A mini robot with real muscles takes its first steps

Close to the world of science fiction, Japanese researchers continue their quest to combine the world of life with that of machines. A team from the University of Tokyo specializing in biohybrid performance has designed a bipedal mini robot measuring a few millimeters, whose artificial skeleton and biological muscles allow it to move forward and turn over a very small radius in the water. These results have been published in the journal Affairs from January 26.

This research is in line with previous work from the Department of Mechanical and Biofunctional Systems of the Tokyo Institute of Industrial Sciences, such as the achievement “ robots with living skin, olfactory receptors or tissue-made muscles »mentions researcher Shoji Takeuchi, spokesperson for the team. “We focused this time on a bipedal robot powered by muscle tissue, hoping to achieve efficient, silent movements, delicate turning movements and a more human-like gait.”, continues this specialist who recognizes it “to be surprised that you could walk bipedally forward and backward.”

Between the original concept and publication, the research took almost four years, the time needed, the scientist explains, to design and manufacture the robot, cultivate and integrate the muscle tissues and then refine its walking ability.

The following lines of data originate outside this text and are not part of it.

PR #1858, opened 2021-06-29
fix: scoreOutOf error

mdulat:
Make sure main page is checked in BEFORE score-out-of api is called. This way, if we set to ungraded, then state will be not-in-gradebook (disassociating the grade) before setting score-out-of to empty. Fixes error "score out of must have a value when grade is associated".

### DIFF
--- a/components/d2l-activity-editor/d2l-activity-editor.js
+++ b/components/d2l-activity-editor/d2l-activity-editor.js
@@ -72,6 +72,7 @@ class ActivityEditor extends ActivityEditorContainerMixin(ActivityEditorTelemetr
 		this.resizable = false;
 		this._backdropShown = false;
 		this._saveToastVisible = null;
+		this.saveOrder = 1500;
 	}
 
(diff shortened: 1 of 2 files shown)


components/d2l-activity-editor/d2l-activity-editor.js
```diff
@@ -72,6 +72,7 @@ class ActivityEditor extends ActivityEditorContainerMixin(ActivityEditorTelemetr
 		this.resizable = false;
 		this._backdropShown = false;
 		this._saveToastVisible = null;
+		this.saveOrder = 1500;
```
wongvincent, line 75: It inherits this from `d2l-activity-editor-mixin` and is `1000`. Do we need to change it to `1500`?

mdulat: Yes it needs to be saved after the checkin

wongvincent (approved):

To move, the legs, made of a flexible substrate – mainly silicone – and biological muscles – obtained through rat cell culture – are electrically stimulated. These are lateral electrodes held manually that allow muscle contraction of one leg, then the other, and so on. “ One of the main difficulties was to achieve a balance between the contraction force of the muscle and the reaction force of the substrate (skeleton) and the buoyancy required for bipedal movements », the researcher specifies. To stay in the water, necessary for hydration and therefore for muscle efficiency, the legs have a float and are weighted by weights, integrated into their ends, made with a 3D printer.

“Supplementation of deficient human muscle functions”

Even if this is proof of concept is still very slow (the robot traveled 5.4 millimeters in one minute) and quite rudimentary, the Japanese team has ambitious goals: in the medium term, create biological muscles that dehydrate less in the air and “developing robots with joints that enable more advanced movements”.